In 2013, Michele created Anglais Télé (Roger Muntu, co-host), an interactive English learning program targeted for a French speaking audience with listener participation and viewers all over French speaking countries including Asia and the Middle East. She is also the host of African Voices in Conversation, a series of 30 lessons prepared in collaboration with the State Department in the context of Senegal. (VOA French to Africa Web site) Michele also produced and hosted English USA , a series of 100 English lessons designed for a Francophone African audience, teaching common American English as well as explaining , American society, values, history and institutions and culture, including business English terms. These lessons are now packaged and have aired for the last 17 years very successfully.
Michele is also a level III Master Practitionner/Teacher Certification in Reiki in the Washington, D.C. area.
William Ransom ’04 is a sculptor whose works originates at the intersection of his material engagement and his investigations into personal history, collective history and agricultural experience.
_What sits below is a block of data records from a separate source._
PR #2856, opened 2026-09-12
The shadow gate's timeout fires before its job dies, and a red says what it means

brandon-coproduct:
The nucleus half of gatehouse **F-100**. The gatehouse runner deadlocked on any command writing more to stderr than a pipe buffer holds — which is every cargo command there is — and hung all three shadow legs on **sixteen** open PRs for 45 minutes each.

The deadlock is fixed in gatehouse (one reader thread per stream; 9-test suite now runs in 1.21s, was hitting a 10s timeout). These are the three things on *this* side that turned a bug into an **undiagnosable** one.

### 1. The timeout could not fire

`timeout: "2700"` against the job's own `timeout-minutes: 45` is the same 2,700 seconds, so the runner's deadline could never win the race. The only possible outcome was a cancelled job — no receipt, no log, nothing saying why. Now `2100`, strictly below.

### 2. The runner had no outer deadline at all

The gate's `timeout_s` bounds the **command**. It says nothing about the runner hanging elsewhere — materializing the scope, reading a pipe, signing — which is exactly where it hung.

`timeout --signal=TERM --kill-after=30` at `GH_TIMEOUT + 120` turns that into exit 124 and a message that names it. The slack is deliberate: the runner must be allowed to hit its own deadline, kill the command and write an honest `errored` receipt before this fires.

### 3. Red meant "could not look" and the name said "agrees"

This check never fails on disagreement — only when the loop could not run at all. Named *"agrees with the GitHub check"*, sixteen reds read as sixteen disagreements when every one meant "could not look". I read them that way myself before checking.

gatehouse's verifier is scrupulously three-valued (`Verified` / `Refuted` / `CouldNotLook`); a GitHub check has two states. The name is the only place that distinction can survive, so it now carries it.

ADR 0007 A-2: *"I could not look" is never "I looked and it was fine"* — and it is not "I looked and it was wrong" either.

### DIFF
--- a/.github/actions/gatehouse/gatehouse.sh
+++ b/.github/actions/gatehouse/gatehouse.sh
@@ -77,8 +77,25 @@ jq -n --arg plan "$PLAN" --arg kid "$KID" --arg sk "$SK" --arg rd "$RUNNER_DIGES
     credential_tier: "developer", runner_digest: $rd, binding: null}' > "$W/job.json"
 
 # ── 4. The runner: materialize, run, sign ──────────────────────────────────────────────────
-set +e; "$RUNNER" "$W/job.json" "$W/receipt.json"; RC=$?; set -e
-case "$RC" in 0) VERDICT=held ;; 1) VERDICT=failed ;; *) die "the runner errored (exit $RC): the gate could not be run" ;; esac
+# An OUTER deadline on the runner itself, above the gate's own `timeout_s`.
+#
+# The gate's timeout bounds the COMMAND. It says nothing about the runner
+# hanging anywhere else — materializing the scope, reading a pipe, signing —
+# and on 2026-09-11 exactly that happened: a deadlock in the runner's log
+# reader (gatehouse F-100) hung every shadow job until GitHub cancelled it,
+# which produces no receipt, no log and no diagnosis. `timeout` turns that into
+# exit 124 and the message below.
+#
+# The slack is deliberate: the runner must be allowed to hit its own deadline,
+# kill the command and write an honest `errored` receipt before this fires.
+set +e; timeout --signal=TERM --kill-after=30 "$(( GH_TIMEOUT + 120 ))" \
+  "$RUNNER" "$W/job.json" "$W/receipt.json"; RC=$?; set -e
+case "$RC" in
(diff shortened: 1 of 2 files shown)


brandon-coproduct:
Heads-up on an interaction with #2825, which is currently at queue position 3. Two of its files are yours — `gatehouse.sh` and `gatehouse-shadow.yml` — and on both **your version is better**, but the third file it carries is a gate that reds on this PR.

## Where yours is better, so I'm not defending mine

- **The outer deadline has slack.** You use `GH_TIMEOUT + 120`; I used exactly `GH_TIMEOUT`. Mine races the runner's own deadline and can kill it at the moment it was about to write an honest `errored` receipt. Yours lets the runner report first, which is the whole point.
- **The name.** *"agrees with the GitHub check"* made sixteen red shadows read as sixteen disagreements when every one meant "could not look". I stared at that name for six loops and never questioned it.

## Where the gate objects

#2825 adds `cargo xtask gate-budget`, which checks `runs × timeout + setup < timeout-minutes × 60` from the declarations. Against this branch:

```
FAIL gatehouse-shadow.yml:41  job 2700s, gate 2100s x2 + 60s setup = 4260s
```

`compare` defaults to **true**, so the command runs a second time for the agreement line. At `timeout: 2100` that is 4260s of declared budget inside a 2700s job — so the runner's deadline still cannot fire first **on the second run**, which is the same hole this PR closes for the first.

Whichever of us merges second will see this red, so it isn't urgent; I'd rather it not be a surprise.

## Three ways out, and one of them is a real gap in both PRs

1. `timeout: 1200` — 2×1200+60 = 2460, fits.
2. `compare: false` for clippy — one run, 2100 fits comfortably.
3. **Bound the compare run too.** `gatehouse.sh:121` is still `set +e; bash -c "$GH_RUN"` with no bound. F-100's deadlock class applies to it as well: the plain run can hang exactly the same way, and nothing stops it. #2825 bounds it; this PR doesn't. That is the one thing mine has that yours lacks, and it's what makes the `runs × timeout` arithmetic true rather than optimistic.

My inclination is (3) plus (1), but the budget is yours to set.

PR #2857, opened 2026-09-12
Move the gatehouse pin to 89f7acc, and give five gates an image that can be pulled

brandon-coproduct:
The pin bump for gatehouse **F-100** — the runner deadlock that hung every shadow job for 45 minutes on sixteen PRs. Without this the fix reaches nothing: the shadow builds gatehouse at `GATEHOUSE_REF`, which was still the commit with the bug.

## The bump was not free, and the gate is why I know

`prelude/ci.writ` changed between the two refs. `ci.Gate` gained an appended `image` field, and `admissible_b` gained a `pinned_b` conjunct requiring every gate's image to be `<repository>@sha256:<64 hex>` pinning that gate's own env digest.

Ours were `sha256:e18a79fc...` — **a bare digest**. It pins exactly the right bytes and names no repository, so no kubelet can pull it: **all five gates in this plan could never have run.** That is the defect gatehouse wrote `pinned_b` for, and this repository is where it was found.

Fixed in both places the reference lives — `.gatehouse/gates/*.json` and the five `ci.Gate` literals in `.gatehouse/pipeline.writ` — now `docker.io/library/rust@sha256:e18a79fc...`, matching gatehouse's own gate definitions.

## Verified, including that the new conjunct bites

```
gatehouse-pin     ok: prelude/ci.writ at 89f7acc hashes to the digest the plan
                  imports (all three pins agree)

gate plan check   admissible: proved by `admissible`
                  root kernel-checked; 13 definitions, 5 gates,
                  nodes=5560 ctxs=1324 ty=4976 red=11359 sub=7962

reds-on-revert    putting one image back to the bare `sha256:` form fails
                  elaboration — NotConvertible { got: 22, want: 4 }
```

That last line is the one that matters: `pinned_b` is **not vacuous** on this plan. It refuses the exact five gates that were unpullable.

A pin bump that only moved the ref would have failed the plan check three minutes into a cargo build. `gatehouse-pin` catches the ref/digest half in milliseconds; the kernel caught the prelude half. Both were load-bearing here.


brandon-coproduct:
Since this PR is in `.gatehouse/gates/clippy.json` and `gatehouse-shadow.yml` already, one divergence it doesn't close and is cheapest to fix while you're there.

**The shadow lane's clippy entry omits a prerequisite that both other definitions of that gate include.**

| definition | command |
|---|---|
| `ci.yml:755-757` (the required check) | `wasm-pack build sdks/verifier-js --target web --release` **then** `cargo clippy --all-targets --all-features -- -D warnings` |
| `.gatehouse/gates/clippy.json` (after this PR) | `… wasm-pack build sdks/verifier-js --target web --release && cargo clippy --offline --locked …` |
| `gatehouse-shadow.yml` matrix `github:` | `cargo clippy --all-targets --all-features -- -D warnings` |

The two authoritative definitions agree with each other and the shadow entry agrees with neither — it carries only the second half. `github:` is a single shell line and GitHub's job is two steps, so the prerequisite had nowhere to go.

**It matters because that step is load-bearing, not hygiene.** `crates/nucleus-verifier-service/src/routes.rs:55` does `include_str!("../../../sdks/verifier-js/pkg/nucleus_verifier_wasm.js")`, and `git ls-files sdks/verifier-js/pkg` returns **0** — the artifact is untracked, so it cannot be materialized from any commit. Measured on a clean worktree of `main`:

```
error: couldn't read .../sdks/verifier-js/pkg/nucleus_verifier_wasm.js: No such file or directory
error: could not compile `nucleus-verifier-service` (lib) due to 2 previous errors
CLIPPY_RC=101 ELAPSED_S=58
```

So the shadow's clippy command cannot succeed on a cold checkout, on either side of the comparison it is supposed to make. The scope differs too: the spec includes `scripts/**` and `sdks/verifier-js/**`, the shadow entry includes neither — so even with the prefix restored, the sandbox has nothing to build from.

**Scoped honestly:** this is *not* why the shadow gates hung. F-100's reader-thread deadlock is, and I had explicitly noted that a compile failure surfaces in seconds while the observed behaviour was 44 minutes of silence. This is a second, quieter defect sitting behind that one — it would have surfaced the moment the deadlock was fixed, which is roughly now.

Recorded as gatehouse F-102. No action needed from me; flagging it because you're in exactly these files.

PR #2863, opened 2026-09-12
The node signs a pod receipt, with a key no guest ever holds

brandon-coproduct:
M2 step 3. `pod_receipt::Receipt` carried `v1_content_hash` — a bare SHA-256 anyone can recompute — and **no signature, and no verifier**. It said what happened and nothing said who observed it.

## Why the host signs, which is a departure

`MediationReceipt` mints a per-pod key and serves it **into the guest** over vsock. That's right for attesting decisions the in-guest mediator made. It's wrong for a receipt about what a pod produced: **a workload holding the key can sign any verdict it likes.**

SLSA Build L3's defining property is that signing keys are isolated from user-controlled build steps. `pod_authority`'s root key is persisted host-side and only *public* halves ever enter a guest — it already has that shape. This uses it.

What the signature establishes is narrow, and stated as such: *the node, holding this key, observed these bytes.* It says nothing about whether the workload told the truth in them.

## Not a signing oracle

`sign_pod_receipt` domain-tags internally rather than exposing `sign(&[u8])`. The root key also mints `LatticeCertificate`s; a general accessor would let anything holding a `&PodAuthority` have the node sign bytes of its choosing, and a receipt preimage that happened to parse as a certificate body would yield a signature valid as **both**. A test pins that a signature over the *untagged* preimage does not verify.

`verify_pod_receipt` is a **free function**, not a method. A relying party has the public key and the bytes, and must not need a `PodAuthority` — which owns the *private* key — to check a receipt. If verification required the signer, only the signer could verify.

## The preimage

Exhaustively destructured, so a new field on `Receipt` is an `E0027` until someone says whether it's committed to. Tagged and length-prefixed, no `Debug` — the discipline `check-preimage-dylint.sh` gates. `cost_usd` enters as `to_bits`, because a float's decimal rendering is a formatting decision and this is a digest.

`signature` and `signer_pubkey` bind to `_` deliberately: a signature cannot cover itself, and a test pins that setting them doesn't move the preimage.

## Seven properties

Every field moves the preimage · the two signature fields don't · framing is injective across a field boundary · another key's signature doesn't verify · an untagged signature doesn't verify · malformed hex is `false`, never a panic.

## An existing test caught the wire drift

`the_http_body_names_the_same_fields_the_proto_does` went red the moment the struct grew — the test doing its job. The HTTP body and the gRPC proto must name one vocabulary; both now carry the fields.

Moving the `ExecutionReceipt` mapping out of `main.rs` into `pod_receipt.rs` as a `From` impl is what made room under the line ceiling, and is where it belonged: the parity test compares two lists that are now both visible from one file. **main.rs: 4007 (exactly at ceiling) → 3993.**

### DIFF
--- a/crates/nucleus-node/proto/nucleus_node.proto
+++ b/crates/nucleus-node/proto/nucleus_node.proto
@@ -124,6 +124,20 @@ message ExecutionReceipt {
   uint64 cache_read_tokens = 14;
   // Estimated cost in USD (IEEE 754 double)
   double cost_usd = 15;
+
+  // === v1.2 The node's signature ===
+  //
+  // Hex Ed25519 over the receipt's tagged, length-prefixed preimage (every
+  // field above; not these two, since a signature cannot cover itself). The
+  // NODE signs — the key is the one in pod_authority and never enters a guest,
+  // which is what makes the signature worth more than the pod's own word.
+  //
+  // Empty when the node could not sign. A receipt that looks signed and is not
+  // would be worse than an unsigned one.
+  string signature = 16;
+  // The root public key that made it, hex, so a relying party can verify
+  // without asking the signer.
+  string signer_pubkey = 17;
 }
 
 message GetReceiptRequest {
--- a/crates/nucleus-node/src/main.rs
+++ b/crates/nucleus-node/src/main.rs
@@ -3631,34 +3631,20 @@ impl NodeService for GrpcService {
         let pod_id_str = req.pod_id;
         let handle = pod_api::grpc_scoped_pod(&self.state, &md, &pod_id_str).await?;
 
-        let built = pod_receipt::build(&handle).await.map_err(|e| match e {
-            pod_receipt::ReceiptError::NotExited => Status::failed_precondition(e.to_string()),
-            pod_receipt::ReceiptError::NoExitReport(_) => Status::not_found(e.to_string()),
-            pod_receipt::ReceiptError::Malformed(_) => Status::internal(e.to_string()),
-        })?;
+        let built = pod_receipt::build(&handle, &self.state.authority)
+            .await
+            .map_err(|e| match e {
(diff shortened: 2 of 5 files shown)


brandon-coproduct:
Diagnosis of the two reds here, since one of them found a real hole and it is not in your diff.

**`exemplar metrics ratchet`** — `permissive_verify regressed 13->14 (lower is better)`. That is yours: the branch adds a permissive verify site. Either lower it or move the ratchet deliberately.

**`Manifest Guards`** — `FAIL scripts/check-verify-strict.sh — harness says green, the script says RED`, on `#16 ring-Ed25519 gate FAILED: cofactored ring::signature::ED25519 verify on a production path`.

The gate is right — `ring::signature::ED25519` is the cofactored verifier, it accepts the small-order identity triple, and `ring` has no strict variant. `crates/portcullis/src/manifest_registry.rs:814` is the test that demonstrates the attack, so a production-path one is the regression it exists to catch. Signing on `ring` (`Ed25519KeyPair`) is fine and the scan does not match it; it is the *verify* side that must be `verify_strict`.

**What your PR exposed, which is the part worth keeping.** `check-verify-strict.sh` carries two gates and `cargo xtask allowlist-gates` ported one. On a clean tree that is invisible: `--parity` compared one exit status against one aggregate verdict, so a gate the port never took contributes green exactly like a gate that is satisfied. It took a PR writing the forbidden construct for the two to disagree.

#2868 makes parity per-gate and requires every verdict line a script prints to be claimed by some gate, so an unported gate reds with no violation anywhere in the tree — and adds the eighth gate. It needed two new shapes to express, both of which are why it was droppable in the first place: no allowlist at all (the script says so in as many words), and an empty population as the *passing* state, which the non-vacuity rule reads as "stopped watching".

Nothing was unguarded meanwhile — `ci.yml:178` still runs the script, which is what red here.

PR #2864, opened 2026-09-12
Every name nucleus gives gatehouse must resolve to the same gatehouse

brandon-coproduct:
`cargo xtask gatehouse-pin` checked that two named workflows agree. It now checks that the pins agree, and adds a second fact the pins never covered.

## The population is discovered, not listed

The two workflows were named in a constant, so the rule enforced was "these two agree" and not "the pins agree". A third workflow pinning `GATEHOUSE_REF` would have sat outside the gate entirely, and the gate would have stayed green while its own failure message claimed something wider. Same defect as a `head -1`: a check whose subject is the first N of a thing rather than all of it.

The refs are now found by walking `.github/`, so a new pin joins the population by existing. A malformed pin is an **error rather than a skip** — skipping is how `GATEHOUSE_REF: main` leaves the population with nothing saying so.

## A step can run a gatehouse no pin names

`GATEHOUSE_REF` pins a gatehouse to **build**. The action does not have to build one. With `bin-dir` empty — **its default** — it downloads the release named by its own `version` input (`v0.1.0`) from `binaries`, and that release is a fourth gatehouse no pin in this repository mentions.

So a step that omits `bin-dir` runs a gatehouse chosen by an action default while the workflow two lines above pins a commit, and **both look pinned**. nucleus's one step sets it. The day a second is written the short way, the shadow lane compares a gate built from `GATEHOUSE_REF` against one downloaded from `v0.1.0` and reports agreement between them as a fact.

## A-19, and the exemption it frees

The uncovered entry read *"takes `--gatehouse <path>`; the probe needs a gatehouse checkout this script does not have"*. True of the conjunct that hashes `prelude/ci.writ` at the pinned ref — and of neither of the other two, which are decided from this tree before the flag is consulted. The same shape as `scoreboard-ratchet`, `check-dep-ceiling` and `check-wasm-closure` before it: **the obstacle named the gate's subject and never touched its detection.** `UNCOVERED_CEILING` 8 → 7.

`probe_xtask_partial` is what makes probing bare honest rather than convenient. `probe_xtask` refuses any gate CI calls with flags, correctly — probing a different command tests something CI does not run — so the licensed difference is paid for with two assertions `probe_xtask` does not make:

* the **clean** bare run must be green, or a red under perturbation is measuring "could not look";
* the **perturbed** run must red **with an expected marker in its output**, not merely exit non-zero. Exit status alone cannot tell "the conjunct under test fired" from "the gate fell over on the way there", which is exactly what a bare invocation invites.

CI's flags are still asserted verbatim, so the day they move this stops being a licensed difference and says so.

Both perturbations are real defects, not contrivances: the ref skew is **the one that happened** (plan lane `4d42510`, shadow lane `7326bfa9`), and the dropped `bin-dir` is the action's own default.

## A finding from building it

Both probes first reported "changed the file not at all", and the perturbations were correct — they change the file standalone. They were defined 100 lines *below* the probe calls. A script is not a program: a function exists from the line that defines it, so `"$@" "$target"` ran a command that did not exist yet, bash said so on stderr the harness discards, and the probe saw an unchanged file.

**The no-op guard is what caught it**, doing exactly its job. Recorded because the other reading of two identical FAILs is that both perturbations were wrong.

## Verification — exit codes, not tails

| check | rc |
|---|---|
| `cargo xtask gatehouse-pin` (clean tree) | 0 |
| ref skew perturbation | 1, `the pins name different gatehouses` |
| `bin-dir` dropped | 1, `a step runs a gatehouse no pin names` |
| `GATEHOUSE_REF: main` | 1, `is not a 40-character commit sha` |
| `cargo test -p xtask` | 0 — 150 passed, 15 in this module |
| `cargo clippy -p xtask --all-targets -- -D warnings` | 0 |
| `cargo fmt -p xtask -- --check` | 0 |
| `scripts/check-gates-can-fail.sh` | **0** — 39 probed, 7 uncovered (ceiling 7), 0 unaccounted |

`shellcheck -S error` reports the same 8 pre-existing findings on this branch as on main — none added here; #2825 fixes them.


brandon-coproduct:
Rebased onto main (`1f2547bb`) after #2862 landed. **Three** conflicts, all in `check-gates-can-fail.sh`, all unions:

1. **probe call sites** — main gained #2825's `probe check-dep-ceiling.sh`, this branch adds two `probe_xtask_partial gatehouse-pin`. Both kept.
2. **`UNCOVERED_CEILING`** — main is now **6** (#2825 took it 8 → 7 → 6). This branch frees `gatehouse-pin`, so **6 → 5**, with both histories' reasoning kept rather than one side's.
3. **the accounting regex** — main matches `probe_xtask(_generated)?`, this branch `probe_xtask(_partial)?`. Taking either alone **drops the other form**, and a probed gate then reads as unaccounted. Merged to `(_generated|_partial)?`.

That third one is the same trap #2870's rebase hit, and it will recur: whichever of #2864/#2870 lands second has to widen the alternation again (`_flagged` is #2870's). A both-sides-additive conflict where each side edited the *same predicate* needs union of the alternation, not union of the lines — worth knowing before resolving it the fast way.

Re-verified after the rebase: `gatehouse-pin` **0**, `cargo test -p xtask gatehouse_pin` **0** (15 passed), clippy `-D warnings` **0**, `fmt --check` **0**, `shellcheck -S error` **0**, and **`SUITE_RC=0`** — 42 probed, 5 uncovered (ceiling 5), 0 unaccounted, with both new probes green:

```
ok  xtask gatehouse-pin — RED on two workflows building gatehouse at different commits, GREEN when restored
ok  xtask gatehouse-pin — RED on a step falling back to the action's downloaded default, GREEN when restored
```

brandon-coproduct:
Rebuilt on main (`478c09be`) after #2871 landed, and **dequeued first** — a branch in the merge queue cannot be pushed to:

```
remote: error: GH006: Protected branch update failed
remote: - A pull request for this branch has been added to a merge queue. Branches that
remote:   are queued for merging cannot be updated.
```

## Why it needed rebuilding rather than rebasing

#2871 took `UNCOVERED_CEILING` 6 → 5. This branch still set 5 while removing one *more* entry, so the merge result would have been **4 entries against a ceiling of 5** — a certain failure, confirmed mid-rebase rather than assumed. It was at queue position 5 and would have burned a build slot to discover it.

Replaying four commits over the new main gave **seven conflict regions** in `check-gates-can-fail.sh`, every one the "both sides added a helper" shape — and among them the accounting *predicate*, where "take both lines" is silently wrong rather than merely noisy (gatehouse F-137). Rebuilding from main and re-applying four known blocks is deterministic; resolving seven regions by hand is not.

## One live hole found on the way

Main's predicate reads `probe_xtask(_generated)?`, and main gained `probe_xtask_flagged` in #2868 — so **a gate probed solely by the flagged form already reads as UNACCOUNTED on main**, and is correct there only because the one user is also probed bare (F-142). This branch adds `_partial`, which would be the second such hole.

Derived to `^probe_xtask[a-z_]*` instead — which is what #2870 argues for, so the two branches now **converge rather than conflict**.

| | |
|---|---|
| both `gatehouse-pin` probes | green |
| `gatehouse-pin` · `cargo test -p xtask gatehouse_pin` | 0 · 0 (15 passed) |
| clippy `-D warnings` · fmt · shellcheck | 0 · 0 · 0 |

Entries and ceiling counted by hand as well as by the gate: 4 and 4.

**#2870 and #2876 need the same treatment** — both still set ceiling 5 with a list one shorter than main's. Recorded as gatehouse F-149: a shrink-only ratchet whose value every contributor must decrement serialises them, and the serialisation is visible in the number but hidden in everything the branches touched on the way there.

PR #2865, opened 2026-09-12
A snapshot base cannot carry a mounted writable scratch — a plan correction

brandon-coproduct:
The "nucleus builds nucleus" plan described making pods snapshot-eligible as **"two one-line policy changes"**: turn on `--firecracker-api-boot`, and stop `scratch_for_pod` auto-provisioning a writable disk.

Ransom received an MFA in Sculpture from Claremont Graduate University in 2008 and a BA in Sculpture and Architecture from Bennington College in 2004. His work has been included in exhibitions at Arena 1 Gallery, the Torrance Art Museum, Greene Exhibitions and Fellows of Contemporary Art in Los Angeles, Ogilvy and Mather in New York, Open End Gallery in Chicago, the Albany International Airport and at the Franconia Sculpture Park in Minnesota among others. He has had solo exhibitions at Chime and Co. in Los Angeles, the Lenzner Family Gallery at Pitzer College, John Davis Gallery in Hudson, New York and most recently at the Staniar Gallery at Washington and Lee University.
Ransom was born and raised on a dairy farm in Vermont and his work and life continue to be informed by his early material experiences and engagement with the cycles and rhythms of the natural world. Balance has always played an important role in his life and work; as the son of a bi-racial union, balance between black and white; as a farm kid living in the city, balance between rural and urban, city and soil; as a diabetic, balance between a sweet tooth and insulin injections. Ransom’s work often reflects this sense of balance, suggesting flux, movement, things in a state of becoming or diminishing; a transitory provisional state, rife with an inherent unease and uncertainty. The forces brought to bear on the material pull into sharp focus the tensions and underlying instabilities and stresses of our world’s current state and the ever-present potential for flare-up or collapse.
After a decade in Los Angeles he has returned with his family to Vermont where he now lives and works. Ransom was a visiting faculty member at Bennington for Fall 2021.